A1418 Daily Job control and Spinal Shrinkage: A Diary Study among Office Employees

Wednesday, March 21, 2012
Ground Floor (Cancun Center)
Ivana Igic, Work and Organisational Psychology, University Of Bern, Bern, Switzerland
Samuel Ryser, Work and Organizational Psychology, University of Bern, Bern, Switzerland
Achim Elfering, Work and Organizational Psychology, University of Bern, Bern, Switzerland
Introduction
Due to circadian changes caused by fluid loss of the intervertebral disc, body height varies throughout the day. This phenomenon is called spinal shrinkage (Reilly,Tyrrell, & Troup, 1984). Spinal shrinkage differs depending on body positions and mechanical loads during the day. Further, psychological stress (Marras, Davis, Heaney, Maronitis, & Allread, 2000) and time control (Balci & Aghazadeh, 2003) are supposed to impact spinal shrinkage. Therefore, we assume that daily work stressors are positively and daily method/time control are negatively related to daily spinal shrinkage.

Methods
A two-week diary study was conducted on 39 office employees (66.7% women), aged between 17 and 54 (M= 31.37). The DV spinal shrinkage was calculated as body height in the evening minus body height in the morning. Daily physical activities were assessed with an ambulatory device (Sensewear Arband; SWA).

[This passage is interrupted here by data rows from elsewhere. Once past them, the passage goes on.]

PR #1179, opened 2020-04-30
Move transceiver selection inside SetRemoteDescription and CreateOffer

sgotti:
#### Description

This tries to better match the JSEP spec and will fix at least two
issues:  #1171 and #1178

* Move transceiver selection/creation in SetRemoteDescription and
CreateOffer
* In SetRemoteDescription also create new Transceivers of type recvonly
when no satisfying transceiver is available
* In CreateOffer generate unique mid in number format avoiding possible
collisions with remote provide mids and to also already handle a future
implementation of m= section rejection and reuse
* Now generateMatchedSDP will just find the transceivers with the
required mid since they are already selected previously.

More details in these extract from JSEP:

JSEP 5.10 (Applying a Remote Description) says:

```
For each m= section, the following steps MUST be performed

[...]

If the m= section is not associated with any RtpTransceiver
(possibly because it was dissociated in the previous step),
either find an RtpTransceiver or create one according to the
following steps:
```

JSEP 5.2 (Constructing an Offer) says:

```
[...]

An m= section is generated for each RtpTransceiver
that has been added to the PeerConnection, excluding any stopped
RtpTransceivers;
```

Note that we are currently directly associating a mid to a transceiver
in CreateOffer, instead the spec says to also keep a m= section index
mapping to a transceiver and set the transceiver mid only when applying
the local description. This is needed to support rollback of proposed
offer/answer but currently we don't have support and tests for rollback
situations.

#### Reference issue
Fixes #1171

We used multilevel analysis with demographic variables as level 2 predictors and accelerometric activity data plus self-reported low effort activities, work stressors, job control, as level 1 predictor variables. At day level our data consist of k=512 days.

Results
During workdays spinal disks shrinked more than during non-work days. After adjustment for sex, age, body weight, time spent on daily physical and leisure activities and biomechanical work strain (sitting, standing, flexed position and lifting), we found, that more daily job control significantly predicted less daily spinal shrinkage. Daily time pressure and social stressors were not significantly related with spinal shrinkage. 

Discussion
This is the first diary field study exploring the relationship between daily spinal shrinkage and daily job control. Lack of job control accelerates spinal shrinkage while working. Results are in the line with previous experimental studies and provide an explanation how insufficient job control may increase the risk of musculoskeletal complaints including occupational low back pain.